Stored data
☆ ☆ ☆ ☆
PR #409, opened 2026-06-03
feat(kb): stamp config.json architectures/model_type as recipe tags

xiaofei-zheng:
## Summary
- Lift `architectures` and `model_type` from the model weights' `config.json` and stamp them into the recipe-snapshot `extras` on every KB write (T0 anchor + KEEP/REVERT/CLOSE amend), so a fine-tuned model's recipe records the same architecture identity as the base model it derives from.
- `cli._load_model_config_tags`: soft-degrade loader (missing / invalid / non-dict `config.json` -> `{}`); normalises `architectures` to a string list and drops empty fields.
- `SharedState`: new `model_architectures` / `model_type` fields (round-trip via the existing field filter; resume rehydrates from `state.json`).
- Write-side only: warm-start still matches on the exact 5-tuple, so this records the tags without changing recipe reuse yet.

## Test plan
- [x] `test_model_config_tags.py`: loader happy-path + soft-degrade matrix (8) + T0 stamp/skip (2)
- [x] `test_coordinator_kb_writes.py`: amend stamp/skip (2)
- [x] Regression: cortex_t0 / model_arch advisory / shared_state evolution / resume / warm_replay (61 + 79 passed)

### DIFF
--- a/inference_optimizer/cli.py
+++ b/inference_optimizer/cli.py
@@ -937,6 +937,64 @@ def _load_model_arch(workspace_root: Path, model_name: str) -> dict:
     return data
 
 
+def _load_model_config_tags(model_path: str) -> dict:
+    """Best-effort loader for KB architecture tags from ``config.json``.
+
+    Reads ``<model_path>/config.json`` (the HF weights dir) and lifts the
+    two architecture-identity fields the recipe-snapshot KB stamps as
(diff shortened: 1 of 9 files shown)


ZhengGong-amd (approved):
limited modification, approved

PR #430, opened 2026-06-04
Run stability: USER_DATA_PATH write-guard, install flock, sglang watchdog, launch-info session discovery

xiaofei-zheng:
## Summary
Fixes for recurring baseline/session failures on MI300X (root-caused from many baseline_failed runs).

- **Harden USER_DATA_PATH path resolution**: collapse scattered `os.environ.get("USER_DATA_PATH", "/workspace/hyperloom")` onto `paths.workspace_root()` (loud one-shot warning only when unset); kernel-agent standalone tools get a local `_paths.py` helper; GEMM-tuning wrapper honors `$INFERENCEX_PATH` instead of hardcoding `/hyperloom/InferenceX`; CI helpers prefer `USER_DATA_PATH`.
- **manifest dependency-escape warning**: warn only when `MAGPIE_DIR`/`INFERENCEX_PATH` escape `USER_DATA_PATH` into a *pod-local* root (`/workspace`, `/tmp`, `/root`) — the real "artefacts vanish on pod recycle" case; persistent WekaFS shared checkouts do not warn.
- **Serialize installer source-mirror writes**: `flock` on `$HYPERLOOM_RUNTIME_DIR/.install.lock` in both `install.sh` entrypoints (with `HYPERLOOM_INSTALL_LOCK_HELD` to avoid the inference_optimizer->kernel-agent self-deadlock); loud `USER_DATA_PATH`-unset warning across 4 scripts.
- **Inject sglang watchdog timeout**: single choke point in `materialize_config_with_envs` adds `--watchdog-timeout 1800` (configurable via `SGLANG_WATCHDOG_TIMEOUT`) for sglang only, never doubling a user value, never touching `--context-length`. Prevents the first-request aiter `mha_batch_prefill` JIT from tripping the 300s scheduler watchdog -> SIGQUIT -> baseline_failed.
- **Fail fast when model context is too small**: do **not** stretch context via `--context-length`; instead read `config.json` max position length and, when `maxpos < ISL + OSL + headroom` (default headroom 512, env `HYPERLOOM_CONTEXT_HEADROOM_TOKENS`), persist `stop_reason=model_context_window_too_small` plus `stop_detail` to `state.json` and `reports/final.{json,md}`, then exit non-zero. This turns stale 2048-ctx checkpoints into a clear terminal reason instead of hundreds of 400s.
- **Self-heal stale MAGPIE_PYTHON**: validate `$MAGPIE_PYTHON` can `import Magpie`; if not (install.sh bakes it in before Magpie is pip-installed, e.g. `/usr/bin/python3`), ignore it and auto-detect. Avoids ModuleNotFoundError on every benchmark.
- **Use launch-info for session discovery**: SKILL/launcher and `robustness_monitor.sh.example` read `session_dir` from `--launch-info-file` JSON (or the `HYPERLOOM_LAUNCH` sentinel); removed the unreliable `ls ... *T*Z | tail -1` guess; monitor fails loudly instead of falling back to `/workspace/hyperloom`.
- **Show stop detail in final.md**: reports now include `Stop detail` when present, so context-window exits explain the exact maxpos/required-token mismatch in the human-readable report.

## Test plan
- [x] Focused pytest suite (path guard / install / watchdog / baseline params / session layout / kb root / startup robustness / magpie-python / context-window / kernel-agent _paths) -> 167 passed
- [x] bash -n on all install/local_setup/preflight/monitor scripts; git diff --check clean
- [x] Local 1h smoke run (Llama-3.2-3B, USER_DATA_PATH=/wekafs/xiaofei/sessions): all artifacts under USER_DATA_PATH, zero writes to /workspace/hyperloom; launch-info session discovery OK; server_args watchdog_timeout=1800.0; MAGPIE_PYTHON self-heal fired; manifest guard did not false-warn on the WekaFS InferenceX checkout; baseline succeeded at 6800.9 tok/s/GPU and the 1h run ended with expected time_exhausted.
☆ ☆ ☆ ☆
Exercise brief
The full listing above should be retyped without any alteration.

Output for this exercise
PR #409, opened 2026-06-03
feat(kb): stamp config.json architectures/model_type as recipe tags

xiaofei-zheng:
## Summary
- Lift `architectures` and `model_type` from the model weights' `config.json` and stamp them into the recipe-snapshot `extras` on every KB write (T0 anchor + KEEP/REVERT/CLOSE amend), so a fine-tuned model's recipe records the same architecture identity as the base model it derives from.
- `cli._load_model_config_tags`: soft-degrade loader (missing / invalid / non-dict `config.json` -> `{}`); normalises `architectures` to a string list and drops empty fields.
- `SharedState`: new `model_architectures` / `model_type` fields (round-trip via the existing field filter; resume rehydrates from `state.json`).
- Write-side only: warm-start still matches on the exact 5-tuple, so this records the tags without changing recipe reuse yet.

## Test plan
- [x] `test_model_config_tags.py`: loader happy-path + soft-degrade matrix (8) + T0 stamp/skip (2)
- [x] `test_coordinator_kb_writes.py`: amend stamp/skip (2)
- [x] Regression: cortex_t0 / model_arch advisory / shared_state evolution / resume / warm_replay (61 + 79 passed)

### DIFF
--- a/inference_optimizer/cli.py
+++ b/inference_optimizer/cli.py
@@ -937,6 +937,64 @@ def _load_model_arch(workspace_root: Path, model_name: str) -> dict:
     return data
 
 
+def _load_model_config_tags(model_path: str) -> dict:
+    """Best-effort loader for KB architecture tags from ``config.json``.
+
+    Reads ``<model_path>/config.json`` (the HF weights dir) and lifts the
+    two architecture-identity fields the recipe-snapshot KB stamps as
(diff shortened: 1 of 9 files shown)


ZhengGong-amd (approved):
limited modification, approved

PR #430, opened 2026-06-04
Run stability: USER_DATA_PATH write-guard, install flock, sglang watchdog, launch-info session discovery

xiaofei-zheng:
## Summary
Fixes for recurring baseline/session failures on MI300X (root-caused from many baseline_failed runs).

- **Harden USER_DATA_PATH path resolution**: collapse scattered `os.environ.get("USER_DATA_PATH", "/workspace/hyperloom")` onto `paths.workspace_root()` (loud one-shot warning only when unset); kernel-agent standalone tools get a local `_paths.py` helper; GEMM-tuning wrapper honors `$INFERENCEX_PATH` instead of hardcoding `/hyperloom/InferenceX`; CI helpers prefer `USER_DATA_PATH`.
- **manifest dependency-escape warning**: warn only when `MAGPIE_DIR`/`INFERENCEX_PATH` escape `USER_DATA_PATH` into a *pod-local* root (`/workspace`, `/tmp`, `/root`) — the real "artefacts vanish on pod recycle" case; persistent WekaFS shared checkouts do not warn.
- **Serialize installer source-mirror writes**: `flock` on `$HYPERLOOM_RUNTIME_DIR/.install.lock` in both `install.sh` entrypoints (with `HYPERLOOM_INSTALL_LOCK_HELD` to avoid the inference_optimizer->kernel-agent self-deadlock); loud `USER_DATA_PATH`-unset warning across 4 scripts.
- **Inject sglang watchdog timeout**: single choke point in `materialize_config_with_envs` adds `--watchdog-timeout 1800` (configurable via `SGLANG_WATCHDOG_TIMEOUT`) for sglang only, never doubling a user value, never touching `--context-length`. Prevents the first-request aiter `mha_batch_prefill` JIT from tripping the 300s scheduler watchdog -> SIGQUIT -> baseline_failed.
- **Fail fast when model context is too small**: do **not** stretch context via `--context-length`; instead read `config.json` max position length and, when `maxpos < ISL + OSL + headroom` (default headroom 512, env `HYPERLOOM_CONTEXT_HEADROOM_TOKENS`), persist `stop_reason=model_context_window_too_small` plus `stop_detail` to `state.json` and `reports/final.{json,md}`, then exit non-zero. This turns stale 2048-ctx checkpoints into a clear terminal reason instead of hundreds of 400s.
- **Self-heal stale MAGPIE_PYTHON**: validate `$MAGPIE_PYTHON` can `import Magpie`; if not (install.sh bakes it in before Magpie is pip-installed, e.g. `/usr/bin/python3`), ignore it and auto-detect. Avoids ModuleNotFoundError on every benchmark.
- **Use launch-info for session discovery**: SKILL/launcher and `robustness_monitor.sh.example` read `session_dir` from `--launch-info-file` JSON (or the `HYPERLOOM_LAUNCH` sentinel); removed the unreliable `ls ... *T*Z | tail -1` guess; monitor fails loudly instead of falling back to `/workspace/hyperloom`.
- **Show stop detail in final.md**: reports now include `Stop detail` when present, so context-window exits explain the exact maxpos/required-token mismatch in the human-readable report.

## Test plan
- [x] Focused pytest suite (path guard / install / watchdog / baseline params / session layout / kb root / startup robustness / magpie-python / context-window / kernel-agent _paths) -> 167 passed
- [x] bash -n on all install/local_setup/preflight/monitor scripts; git diff --check clean
- [x] Local 1h smoke run (Llama-3.2-3B, USER_DATA_PATH=/wekafs/xiaofei/sessions): all artifacts under USER_DATA_PATH, zero writes to /workspace/hyperloom; launch-info session discovery OK; server_args watchdog_timeout=1800.0; MAGPIE_PYTHON self-heal fired; manifest guard did not false-warn on the WekaFS InferenceX checkout; baseline succeeded at 6800.9 tok/s/GPU and the 1h run ended with expected time_exhausted.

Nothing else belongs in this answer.